As we collect more and more observational data from our processes, we might need new tools to provide meaningful insights. You can add modern-day machine learning techniques alongside traditional statistical tools to analyze, improve and control your processes. Let's take a look at an example that starts with binary logistic regression and ends with Classification and Regression Trees (CART®).
Editor's note: An earlier version of this post showing CART in Salford Predictive Modeler was published in March 2018. We have updated it to show CART in the latest version of Minitab.
In our example, we know that we are seeing defects in 2.9% of our product. To begin looking at the root cause of this unacceptable percentage of defects in this process, you might begin with a Binary Logistic Regression in Minitab where the response variable is whether an observation was defective or not. Unfortunately, for this data, the crazy patterns in the residual plots below indicate that the binary logistic regression model might not be adequate.

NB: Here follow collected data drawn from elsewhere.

PR #698, opened 2025-08-19
TypeScript support for JavaScript client

Stansom:
Hello! I’ve added TypeScript support for the JavaScript client, and it works pretty well, but I have a question: must it be presented as a separate client, or is it okay to be the same client as JavaScript?

There are a few quirks, such as:
1. ts-node yells at an unexpected “export” token, but a simple re-evaluation helps.
2. Not all import statements are currently supported. It requires something more complex in terms of parsing and transcribing imports into require statements.
3. The file evaluation logic was changed. Now, it takes an opened file, makes some changes, saves it as a temporary file, and passes it into the REPL using the .load flag to be evaluated as a single buffer. After that, the temporary file is removed. However, with this method, there is no direct output into the REPL, and it goes into a "stray" output. Because of this behavior, it is better to have "stray" output activated for JavaScript/TypeScript when evaluating an entire file.


russtoku:
> must it be presented as a separate client, or is it okay to be the same client as JavaScript?

I think that it's OK to have one client for both JavaScript and TypeScript.

Nicely done!

Olical:
Rebasing on main should fix the CI too, there were some issues with the version tags I was using which I've since fixed by specifying explicit Neovim versions for the tests to run on.

fnl/conjure/client/javascript/stdio.fnl
```diff
@@ -10,10 +10,26 @@
 
 (local M (define :conjure.client.javascript.stdio))
 
+(fn filetype [] vim.bo.filetype)
+
+(local repl-type (if (= "javascript" (filetype))
+                     :js 
+                     
+                     (= "typescript" (filetype))
+                     :ts))
```
Olical, line 19: This locks the REPL type in when this modules loads. We probably want it more dynamic than that so that the user can restart the REPL in a different file and get the appropriate REPL started.

I'd consider converting `repl-type` to a function that we call multiple times just to make sure it's relevant to the current `vim.bo.filetype` instead of the one we had open when the module loaded.

fnl/conjure/client/javascript/stdio.fnl
```diff
@@ -51,60 +69,90 @@
 (fn display-result [msg]
   (log.append msg))
 
-(fn replace-require-path [s cwd]
-  (if (string.find s :require)
-      (string.gsub s "require%(\"(.-)\"%)"
+(fn get-absolute-path [f]
+  (.. "\"" 
+      (vim.fn.fnamemodify (.. (vim.fn.expand "%:p:h") "/" f) ":p")
```
Olical, line 74: I have a feeling this `/` will have a bad time on Windows, we might need to use `vim.fs.normalize` or `conjure.fs/path-sep` maybe which is OS dependant.

fnl/conjure/client/javascript/stdio.fnl
```diff
@@ -51,60 +69,90 @@
...
+        replace-fn (fn [bd path]
+                     (let [spl (str.split bd ",")
+                           spl->nms (->> 
+                                      spl 
+                                      (a.map (fn [el] (el:gsub "as" ":")))
+                                      (str.join ", "))]
+
+                       (.. "const {" spl->nms "} = require(\"" path "\")")))
+        (repl _) (string.gsub s pattern replace-fn)]
+    repl))
```
Olical, line 100: Unsure exactly how these two are working but I'll take your word for it / trust how it behaves in the sandbox. Seems like hard stuff to get right! I'm guessing there will always be edge cases but we can work on those over time.

fnl/conjure/client/javascript/stdio.fnl
```diff
@@ -51,60 +69,90 @@
...
+        final-acc (a.reduce 
+                    (fn [acc [pat repl]]
+                      (if acc.applied?
+                          acc
+                          (let [(r c) (string.gsub acc.result pat repl)]
+                            (if (> c 0)
+                                {:applied? true :result r}
+                                acc))))
+                    initial-acc patterns-replacements)]
+    final-acc.result))
```
Olical, line 125: Something we may be able to do which might make a lot of these find and replaces go away is use acorn in the REPL as shown in the issue linked from one of the comments here https://github.com/nodejs/node/issues/48084#issuecomment-1557952691

Basically we'd first send the JS code off as a string into the REPL, use the acorn functions to unparse it into something the REPL could work with then send it back in to be evaluated.

Not something we need to do right now, but if edge cases keep coming up, maybe using node to rewrite the code into something the REPL is okay with would work better than trying to translate it at the source code string level ourselves.

fnl/conjure/client/javascript/stdio.fnl
```diff
@@ -113,34 +161,55 @@
...
+        sub-fn (fn [ln]
+                 (if (or (text.starts-with ln :.)
+                         (string.match ln "%s*@")
+                         (text.ends-with ln "{")
+                         (text.ends-with ln ";")
+                         (str.blank? ln))
+                     ln
+                     (.. ln ";")))
+        sub (a.map sub-fn spl)]
+    (str.join " " sub)))
```
Olical, line 186: As I said in the other comment, might be a good idea to always append `;` if it doesn't hurt. Or send another eval after each one with `;` in it and nothing else just to reset things.

fnl/conjure/client/javascript/stdio.fnl
```diff
@@ -169,10 +238,28 @@
        (a.map prepare-out)
        (str.join "")))
 
+(fn delete-file [f]
+  (let [cmd (if (= 0 (vim.fn.has "macunix"))
+                "del"
+                "rm")]
+    (when (= 1 (vim.fn.filereadable f))
+      (os.execute (.. cmd " " f)))))
```
Olical, line 246: Fairly certain we can use `vim.uv.fs_unlink` instead which is cross platform.

Olical (changes requested):
Some changes around OS compat stuff, but it looks pretty good otherwise!

fnl/conjure/client/javascript/stdio.fnl
Stansom: I redesigned the import replacement methods and added tests to make it easier to catch/fix edge cases.

fnl/conjure/client/javascript/stdio.fnl
Olical: And I'm okay with either, I couldn't actually find `rm` and `fs_unlink` just stood out to me. I don't mind which one is used, mostly just wanted an API that paves over OS differences.

fnl/conjure/client/javascript/stdio.fnl
Olical: Ah okay, that's fine, my thinking though is that `;` is whitespace and not essential but it helps fix certain TypeScript cases then we should default to appending it because:

 - It fixes all cases where `;` is required
 - It doesn't cause issues in cases where it's optional
 - We can delete code that checks for certain cases, less code, more robust

If any of that doesn't hold true though, please feel free to ignore! I just like to find ways we get to be "lazy" but the outcome is: Less code to maintain, more consistent behaviour with less chance for edge cases.

Maybe appending `;` when it's not required could cause issues, but from what I understand it's whitespace and used to separate expressions. I used to get away with no semi-colons but I know doubling them up is also fine.

fnl/conjure/client/javascript/stdio.fnl
Stansom: You commented on an old commit, now the repl-type is a function.

fnl/conjure/client/javascript/stdio.fnl
Stansom: Unfortunately, we have to be selective here because `;` may not be suitable everywhere. For example, they will ruin everything when defining interfaces. I hope that the future Node.js REPL will support TypeScript better, and we won't have to deal with all these manipulations at all.

fnl/conjure/client/javascript/stdio.fnl
Stansom: I think I'll stick with `vim.uv.fs_unlink` because it's supported by older versions of Neovim.

Olical:
I'll take another look asap but pushed some changes to https://github.com/Olical/conjure/tree/Stansom-main for now, getting off my train now so can't double check and finish. I just simplified things and remove the statefulness of the command.

If we want this to be configurable I'd create a typescript-command and javascript-command config option which we select based on filetype at invocation time rather than having to call another function to update the state at certain times.

I think I'm happy with this branch + my few commits on top, please feel free to take a look and let me know your thoughts too. I also made use of the `args` config since that was sitting unused and `--experimental-repl-await` was never being passed to `node`. I've fixed that.

Stansom:
> I'll take another look asap but pushed some changes to https://github.com/Olical/conjure/tree/Stansom-main for now, getting off my train now so can't double check and finish. I just simplified things and remove the statefulness of the command.
>
> If we want this to be configurable I'd create a typescript-command and javascript-command config option which we select based on filetype at invocation time rather than having to call another function to update the state at certain times.
> 
Oh yes, that's what I didn't like either, but I couldn't understand why. 😊 Thank you for showing me.
> I think I'm happy with this branch + my few commits on top, please feel free to take a look and let me know your thoughts too. I also made use of the `args` config since that was sitting unused and `--experimental-repl-await` was never being passed to `node`. I've fixed that.
>
I thought that the handler somehow automatically adds arguments from the table passed in the configuration to the command field.  😅

Everything looks pretty good, I think. Perhaps the only thing to do is make the -i flag non-modifiable by a user, because removing it could break both REPLs.

Stansom:
@Olical Oh, sorry. I probably made a mistake when I merged from the upstream repository. I fixed it, though, and everything looks good now.

Olical:
So I can get this working with `node` and `.js` files but the `.ts` files don't yield any output, is that the same for you?

Also I pushed a commit to your branch that makes it use `npx` so I don't need `ts-node` installed globally, but feel free to remove that if you disagree!

Stansom:
> So I can get this working with `node` and `.js` files but the `.ts` files don't yield any output, is that the same for you?
> 
> Also I pushed a commit to your branch that makes it use `npx` so I don't need `ts-node` installed globally, but feel free to remove that if you disagree!

Very interesting... Everything works fine for me with my local setup and Neovim 0.11.4. However, it's not working in a Docker container with Neovim 0.12. The problem is that neither <localleader>ee nor <localleader>er are working, but the <localleader>E motion evaluation is working. Are there some tree-sitter problems? I don't really know; it needs some investigation.
@russtoku , could you please check on your machine?

russtoku:
Everything in `dev/typescript/sandbox.ts` evaluates as expected with `<localleader>ee`, `<localleader>er`, `<localleader>ew`, and `<localleader>E` (normal and visual modes).

Very nice!

I'm running:
- Conjure from commit bedb508c on the main branch of https://github.com/Stansom/conjure/
- Neovim 0.11.3
- Using built-in package handling; no package manager like lazy, Packer, etc.
- nvim-treesitter - main branch
- Node.js 22.19.0 via mise
- npx - 11.6.0 via mise
- ts-node 10.9.2
- macos 15.6.1 Sequoia on M3 Macbook Air 15"

russtoku:
Very nice! Your code reads a lot clearer.

Olical:
So I'm using the same version of ts-node but when I use it on the CLI I get output like this:


```
ts-node
> 10 + 20;
| 
```

It just prints pipes and doesn't actually evaluate. I have a feeling that's why I'm also getting no output in Conjure.


```
// Sponsored by @Ajetski ❤
// WARNING! Node.js REPL limitations require transformations:
// 1. ES6 'import' statements are converted to 'require(...)' calls.
// 2. Arrow functions ('const fn = () => ...') are converted to 'function fn() ...' declarations to allow re-definition.
// --------------------------------------------------------------------------------
// "ts-node -i" (started)
// debug: remote.stdio.next-in-queue; stdin:write next-msg.code >>"\n"<<
nil
// debug: remote.stdio.on-message; receive source >>out<<
nil
// debug: remote.stdio.on-message; receive err >>nil<<
nil
// debug: remote.stdio.on-message; receive chunk >>"> "<<
nil
// debug: remote.stdio.on-message; receive source >>out<<
nil
// debug: remote.stdio.on-message; receive err >>nil<<
nil
// debug: remote.stdio.on-message; receive chunk >>"| "<<
nil
// --------------------------------------------------------------------------------
// eval (root-form): const add = (a: number, b: number) => a + b
// debug: remote.stdio.next-in-queue; stdin:write next-msg.code >>"function add(a: number, b: number) { return a + b }↵"<<
nil
// debug: remote.stdio.on-message; receive source >>out<<
nil
// debug: remote.stdio.on-message; receive err >>nil<<
nil
// debug: remote.stdio.on-message; receive chunk >>"| "<<
nil
// --------------------------------------------------------------------------------
// eval (root-form): add(38, 4)
// --------------------------------------------------------------------------------
// eval (root-form): 8 + 5;
// --------------------------------------------------------------------------------
// eval (root-form): (3 + 9 + 30) / 2;
// --------------------------------------------------------------------------------
// eval (selection): 8 + 5;
```

Trying to work out why, it seems like a me problem, but I don't know why just yet. I like the code changes though! Should be far more robust!

Olical:
Oh I just learned ts-node is no longer maintained and may have issues with the REPL support. I wonder what the recommended approach these days is, or maybe they don't have a REPL solution at all? And they just assume you'll compile on disk and run the JavaScript output with `node`? I saw someone mentioning that I might need to downgrade to `ts-node@9` but it's so old!

Olical:
Hm if I use `npx ts-node@9` it does work.

```
> 10 + 20;
30
```

So I have a horrible feeling ts-node is just completely broken for me and I don't see it ever being fixed. I wonder if there's an alternative TypeScript REPL project out there or if the TypeScript community has just moved away from REPLs entirely?

russtoku:
I have Node.js 22.19.0 installed on my M3 Macbook Air running Tahoe (macos 26.0). While the [documentation](https://nodejs.org/en/learn/typescript/run-natively) says it can handle TypeScript, I don't see that with this:

```TypeScript
function foo(bar: number): string {
  return 'hello';
}
```

```console
$ node -i
Welcome to Node.js v22.19.0.
Type ".help" for more information.
> function foo(bar: number): string {
function foo(bar: number): string {
                ^

Uncaught SyntaxError: Unexpected token ':'
>
```
It does work when I run `npx ts-node -i`. Although, it's necessary to evaluate some code like `1+1` before the function definition is evaluated without an error about "Unexpected token 'export'".

```console
$ npx ts-node -i
> function foo(bar: number): string {
... return 'hello';
... }
/Users/russ/Projects/Conjure/russ-try/PR-698/conjure/<repl>.ts:5
export {};
^^^^^^

Uncaught SyntaxError: Unexpected token 'export'
>
```

I'm running Node.js via `mise` and ts-node is at version 10.9.2.

```console
$ mise list node
Tool  Version  Source                                                Requested
node  22.19.0  ~/Projects/Conjure/russ-try/PR-698/conjure/mise.toml  latest

$ npx ts-node --version
v10.9.2
```

Stansom:
@russtoku 
> have Node.js 22.19.0 installed on my M3 Macbook Air running Tahoe (macos 26.0). While the [documentation](https://nodejs.org/en/learn/typescript/run-natively) says it can handle TypeScript, I don't see that with this:

Unfortunately, according to the documentation, the future is still experimental. For advanced usage, it is recommended to use ts-node: https://nodejs.org/en/learn/typescript/run

> Although, it's necessary to evaluate some code like 1+1 before the function definition is evaluated without an error about "Unexpected token 'export'"

Very good catch! I will try to evaluate a simple expression, such as 1 + 1, silently after starting the REPL, in order to avoid bothering the user with an error message.

russtoku:
Might I suggest the following changes:

```fennel
$ git diff fnl/conjure/client/javascript/stdio.fnl
diff --git a/fnl/conjure/client/javascript/stdio.fnl b/fnl/conjure/client/javascript/stdio.fnl
index 3dd24d44..ca777674 100644
--- a/fnl/conjure/client/javascript/stdio.fnl
+++ b/fnl/conjure/client/javascript/stdio.fnl
@@ -14,6 +14,8 @@
                {:javascript
                 {:stdio
                  {:args "-i"
+                  :javascript-command "node --experimental-repl-await"
+                  :typescript-command "ts-node"
                   :prompt-pattern "> "
                   :show_stray_out false}}}})

@@ -135,12 +137,13 @@
 (set M.initialise-repl-code "1+1")

 (fn repl-command-for-filetype []
+  (log.append [(.. M.comment-prefix "Filetype: "  vim.bo.filetype)])
   (if
     (= :javascript vim.bo.filetype)
-    "node --experimental-repl-await"
+    (cfg [:javascript-command])

     (= :typescript vim.bo.filetype)
-    "ts-node"))
+    (cfg [:typescript-command])))


 (fn M.start []
```

It adds:
- vim.g["conjure#client#javascript#stdio#javascript-command"]
- vim.g["conjure#client#javascript#stdio#typescript-command"]

to allow the user to use "npx ts-node" for the TypeScript command to run for the REPL. Of course, one could drop the `conjure#client#javascript#stdio#args` config item because it can be added to the command strings.

The log form provides some additional reassurance to the user that the REPL is for a TypeScript buffer.

Stansom:
@Olical 
I'm really glad to hear that everything's working for you now.
The note about how VimL handles naming conventions is super helpful and good to know for future projects.
I'll apply your changes locally and get everything ready for you.

daveyarwood:
That's a good theory - my default Node version is 24.

I tried `nvm use 22.16.0`, confirmed via `node --version`, and then opened Neovim in the same shell session, but I'm still seeing the same behavior. I tried `:!node --version` inside Neovim as a sanity check, it said 22.16.0.

daveyarwood:
Got it working! Reading the help file was essential. I didn't have `ts-node` installed globally, nor did I have a `tsconfig.json` in my test project.

I ran `npm install -g ts-node` and tried evaluating very simple snippets (e.g. `1 + 1`) and those work 🎉 

It's definitely not capable of running larger / more complex code excerpts at this stage, which is fine (gotta start somewhere!). I think the main obstacle for me is that in my company's code base, we never use semicolons, and it seems like this implementation relies on statements being semicolon terminated?

This is exciting, nonetheless. Awesome job to all of the contributors!

daveyarwood:
Some minor notes about the part of the help text that talks about `tsconfig.json`:

```
TypeScript support:
1. Install NodeJS(v16 - v22 tested, >22 do not work)
2. Install ts-node(v10.9.2 tested)
3. Create a minimal config file(tsconfig.json) in the root of a project:
   {
     "ts-node": {
       // ts-node config here
       }
     },
     "compilerOptions": {
         "target": "es2022",
         "module": "es2022"
     }
   }
4. Try it
```

The minimal tsconfig example does not work as is -- there's an extra curly brace, making it syntactically invalid JSON. It should be like this:

```javascript
{
  "ts-node": {
    // REQUIRED: Valid config must go here. Cannot be blank!
  },
  "compilerOptions": {
    "target": "es2022",
    "module": "es2022"
  }
}
```

I tried leaving the `"ts-node": { ... }` part empty and it didn't work. It seems that this is not a working minimal tsconfig.json, so we may want to document that better, or perhaps include a working minimal tsconfig.json right there in the help text that users can copy and paste into a test project.

Just some feedback, hope it's helpful!

daveyarwood:
Example errors I'm getting when I try to evaluate the first two lines in one of my company's TS files (for my own reference, it's `collectionSettings.ts`):

Evaluated code:

```typescript
import _ from 'lodash/fp.js'
```

Error:

```
// eval (selection): import _ from 'lodash/fp.j...
(out) Expression assignment to _ now disabled.
(out) undefined
```

Evaluated code:

```typescript
import {
  type ConvertOptions as CrateConvertOptions,
  type OptimizationOptions,
} from 'mongo2crate'
```

Error:

```
// eval (selection): import { type ConvertOptio...
(err) <repl>.ts(10,8): error TS2451: Cannot redeclare block-scoped variable 'type'.
(err) <repl>.ts(10,50): error TS2451: Cannot redeclare block-scoped variable 'type'.
(err) <repl>.ts(10,13): error TS1005: ',' expected.
(err) <repl>.ts(10,55): error TS1005: ',' expected.
```

If it's expected that snippets like these won't work at this stage, that's totally fine. Just wanted to report these results in case they're helpful.

Stansom:
> import _ from 'lodash/fp.js'

I just wanted to let you know that I checked on my machines, and it works. I'm not sure what the issue could possibly be, but it could be something with your project's settings or the configuration of your machine.

daveyarwood:
I realized today that having Conjure enabled was messing up my TypeScript LSP setup, so I ended up disabling Conjure for TypeScript files. I'm not sure if maybe that may have been related to the evaluation errors above, but at any rate, I'm fine to leave it there for now. Maybe I'll try again at some point in the future -- too much other work to do at the moment!

Thanks all, I appreciate the help.

Stansom:
> I realized today that having Conjure enabled was messing up my TypeScript LSP setup, so I ended up disabling Conjure for TypeScript files.

That's really strange. I don't think Conjure has anything to do with the TypeScript LSP, but I could be wrong. Thanks so much!

PR #705, opened 2025-09-02
fix error in issue #466

### LINKED ISSUE #466: Common Lisp Completion

bx-sa1:
Resolves #466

CART is a decision tree algorithm that works by creating a set of yes/no rules that split the response (Y) variable into partitions based on the predictor (X) settings. Using the CART feature in Minitab, I see that one of my predictor variables – Discharge pH – is a large contributor to a defect.
If discharge pH <= 7.739, then the estimated probability of a defect is relatively high (17.7%). If discharge pH > 7.739, then very few defects occur.
The Minitab graph below explains why this rule works. The CART model finds the variable and setting that best separates the Response = Pass from the Response = Fail group. Here, that variable and setting is discharge pH at 7.739.
I can continue growing the CART tree to eventually find more combinations of settings that lead to defects in this process. Once I’ve narrowed the problem down to the vital few X’s, I can put controls in place to reduce the chance of defects. In this case, the full CART Classification model identifies some specific combinations of discharge pH and production rate that lead to a disproportionate number of defects as shown in the graph below.